Hotman mengatakan, secara keseluruhan pelaku usaha hampir membayar pajak sebesar 100 persen, jika dihitung dari semua aspek pajak lainnya.

"Berarti majikan harus bayar pajak lagi, belum lagi PPN minuman 10 persen, kalau dihitung-hitung hampir 100 persen pajak yang kita bayar. Jadi, kalau memang tujuannya untuk membinasakan kami ya jangan pakai undangan-undang, jangan keluarin izin ya," pungkasnya. 

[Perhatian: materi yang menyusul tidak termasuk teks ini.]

PR #366, opened 2024-10-02
Make enumeration counts constant expressions

ZXShady:
This change allows now having these variables as array sizes that are not Variable Length Arrays like in structs for example.

```cpp
struct {
   sfKeycode keys[sfKeyCount]; // didn't compile since it was not constant expression
} global_table;

int main(void) {
   return 0;
}
```

To note however that this changes the type from unsigned int to an implementation defined type which usually `int` which is signed and not unsigned. and also disallows taking the address of the constant since it is mo longer a variable.

the other is using a macro which I don't like, but it can allow us to change the type to an unsigned type if we really wanted

```cpp
#define sfKeyCount ((unsigned int)sfKeyPause + 1)
```

but I prefer CSFML to be macro free if possible so I choose the enum approach.

### DIFF
--- a/test/Window/Keyboard.test.cpp
+++ b/test/Window/Keyboard.test.cpp
@@ -14,7 +14,7 @@ TEST_CASE("[Window] sfKeyboard")
         STATIC_CHECK(sfKeyC == static_cast<int>(sf::Keyboard::Key::C));
         STATIC_CHECK(sfKeyD == static_cast<int>(sf::Keyboard::Key::D));
         STATIC_CHECK(sfKeyPause == static_cast<int>(sf::Keyboard::Key::Pause));
-        CHECK(sfKeyCount == sf::Keyboard::KeyCount);
+        STATIC_CHECK(sfKeyCount == sf::Keyboard::KeyCount);
     }
 
     SECTION("sfScancode")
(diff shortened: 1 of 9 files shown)


eXpl0it3r:
Doesn't that still need to be exported?

ZXShady:
enums do not provide functionality I don't think they need to be exported and as I see no enums in CSFML are exported

ChrisThrasher:
For the sake of consistency could you make this change to all similar constants? I think it's just `sfMouseButtonCount`  and `sfSensorCount` that need this treatment.

ChrisThrasher (approved):

test/Window/Keyboard.test.cpp
```diff
@@ -14,7 +14,7 @@ TEST_CASE("[Window] sfKeyboard")
         STATIC_CHECK(sfKeyC == static_cast<int>(sf::Keyboard::Key::C));
         STATIC_CHECK(sfKeyD == static_cast<int>(sf::Keyboard::Key::D));
         STATIC_CHECK(sfKeyPause == static_cast<int>(sf::Keyboard::Key::Pause));
-        CHECK(sfKeyCount == sf::Keyboard::KeyCount);
+        STATIC_CHECK(sfKeyCount == sf::Keyboard::KeyCount);
```
ZXShady, line 17: Keyboard::KeyCount is unsigned int while sfKeyCount is signed wouldn't this cause warnings?

ChrisThrasher: If CI doesn't emit any warnings then I'm not worried.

Hotman Paris Minta Tarif Pajak Hiburan Kembali ke Hitungan Lama

Unggahan Hotman Paris soal KDRT yang menimpa Venna Melinda. (Foto: Dok. Instagram @hotmanparisofficial)

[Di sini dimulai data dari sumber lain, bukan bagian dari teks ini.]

PR #388, opened 2025-01-12
Update Network module code

Marioalexsan:
Should be the last changes needed to align CSFML and SFML, theoretically.

I changed the representation of `sfIpAddress_None` so that it is distinct from `sfIpAddress_Any` and actually represents an invalid / empty address, i.e. all bytes set to 0. Not 100% sure if this is meaningful or if it changes any behaviour in the code.


include/CSFML/Network/TcpListener.h
```diff
@@ -127,3 +142,12 @@ CSFML_NETWORK_API sfSocketStatus sfTcpListener_listen(sfTcpListener* listener, u
...
 CSFML_NETWORK_API sfSocketStatus sfTcpListener_accept(sfTcpListener* listener, sfTcpSocket** connected);
+
+////////////////////////////////////////////////////////////
+/// \brief Return the special value that tells the system
+///        to pick any available port
+///
+/// \return The value to use for any port
+///
+////////////////////////////////////////////////////////////
+CSFML_NETWORK_API unsigned short sfTcpListener_anyPort(void);
```
ChrisThrasher, line 153:
```suggestion
CSFML_NETWORK_API unsigned short sfTcpListener_anyPort(void);

```

src/CSFML/Network/TcpListener.cpp
```diff
@@ -102,3 +110,10 @@ sfSocketStatus sfTcpListener_accept(sfTcpListener* listener, sfTcpSocket** conne
 
     return status;
 }
+
+
+////////////////////////////////////////////////////////////
+unsigned short sfTcpListener_anyPort(void)
```
ChrisThrasher, line 116:
```suggestion
unsigned short sfTcpListener_anyPort()
```
`(void)` is required in the headers because the headers are C but we can omit that in our C++ implementation files.

src/CSFML/Network/UdpSocket.cpp
```diff
@@ -203,3 +203,10 @@ unsigned int sfUdpSocket_maxDatagramSize()
 {
     return sf::UdpSocket::MaxDatagramSize;
 }
+
+
+////////////////////////////////////////////////////////////
+unsigned short sfUdpSocket_anyPort(void)
```
ChrisThrasher, line 209:
```suggestion
unsigned short sfUdpSocket_anyPort()
```

src/CSFML/Network/IpAddress.cpp
```diff
@@ -48,7 +48,7 @@ namespace
 
 
 ////////////////////////////////////////////////////////////
-const sfIpAddress sfIpAddress_None = sfIpAddress_fromBytes(0, 0, 0, 0);
+const sfIpAddress sfIpAddress_None = {{0}};
```
ChrisThrasher, line 51: Is this not identical to what we previously had? I believe `sfIpAddress_fromBytes(0, 0, 0, 0)` should produce an array of all zeros.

Pengacara kondang Hotman Paris Hutapea, berharap pengaturan tarif pajak hiburan bisa dikembalikan ke peraturan Undang-Undang Pajak Daerah dan Retribusi Daerah (UU PDRD) Nomor 28 Tahun 2009.

Sebab, menurutnya, dalam Ketentuan pajak hiburan terbaru yakni Undang-Undang (UU) Nomor 1 Tahun 2022 tentang Hubungan Keuangan antara Pemerintah Pusat dan Pemerintah Daerah (HKPD), pajak hiburan untuk kategori diskotik, karaoke, kelab malam, bar, dan mandi uap/spa dinilai terlalu tinggi yakni 40-75 persen.

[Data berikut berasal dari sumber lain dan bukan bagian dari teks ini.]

PR #390, opened 2025-01-15
Update Release Builds

eXpl0it3r:
Fixes the release build for SFML 3

Still some fine tuning is required:
- [x] Reenable branch filter
- [x] Correctly package CSFML on Windows - It was the weirdest PowerShell behavior/bug: https://stackoverflow.com/questions/79376139/why-does-move-item-into-a-new-directory-implode-the-first-directory

### DIFF
--- a/.github/workflows/release.yml
+++ b/.github/workflows/release.yml
@@ -24,14 +24,14 @@ jobs:
               uses: actions/cache@v4
               with:
                   path: ${{ github.workspace }}/mingw32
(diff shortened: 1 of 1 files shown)


.github/workflows/ci.yml
```diff
@@ -1,6 +1,6 @@
 name: CI
 
-on: [push, pull_request, workflow_dispatch]
+on: [workflow_dispatch]
```
ChrisThrasher, line 3: Why would we want to stop running CI for pushes and PRs?

ChrisThrasher (approved):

"Kami mengharapkan kembali ke yang lama sudah cukup," kata Hotman Paris saat ditemui di kantor Kementerian Koordinator Bidang Perekonomian di kawasan Lapangan Banteng, Jakarta Pusat, Senin (22/1/2024).Lebih lanjut, Hotman mengatakan, sebelumnya permasalahan mengenai tarif pajak hiburan ini sampai di telinga Presiden Joko Widodo (Jokowi).

Jokowi pun melakukan Rapat dengan para Menteri dalam rapat kabinet pada hari Jumat tanggal 19 Januari 2024. Dalam rapat kabinet tersebut Presiden RI memaklumi bahwa pajak hiburan 40 persen tersebut sangat tidak masuk di akal.

Oleh karena itu, Presiden telah memberikan instruksi kepada menteri dalam negeri untuk menerbitkan Surat Edaran ke seluruh Gubernur/ Bupati/ Wali kota untuk memberlakukan Pasal 101 UU Nomor 1 Tahun 2022 tentang Hubungan Keuangan Antara Pemerintah Pusat dan Pemerintahan Daerah untuk secara jabatan ex-officio, untuk tidak memberlakukan pajak hiburan sebesar 40 persen.

Sebagai tindak lanjut Rapat Kabinet tersebut, maka Menteri Dalam Negeri sudah mengeluarkan Surat Edaran No. 900.1.13.1/403/SJ tanggal 19 Januari 2024 tentang Petunjuk Pelaksanaan Pajak Barang dan Jasa Tertentu Atas Jasa Kesenian dan Hiburan Tertentu Berdasarkan Undang-Undang Nomor 1 Tahun 2022.

Tujuan dari Surat Edaran Mendagri adalah untuk lebih meyakinkan para Gubernur/ Bupati/ Wali Kota untuk melaksanakan Pasal 101 UU Nomor 1 Tahun 2022.

"Karena Pemda ragu-ragu maka pak Jokowi sudah memerintahkan Mendagri menerbitkan surat edaran dan sudah terbit juga edarannya, yang hari ini juga isi surat edaran itu antara lain, pemda secara jabatan tidak harus patuh kepada 40 persen, dia berwenang kembali kepada tarif yang lama atau bahkan mengurangi, itu isi Undang-undang," pungkasnya.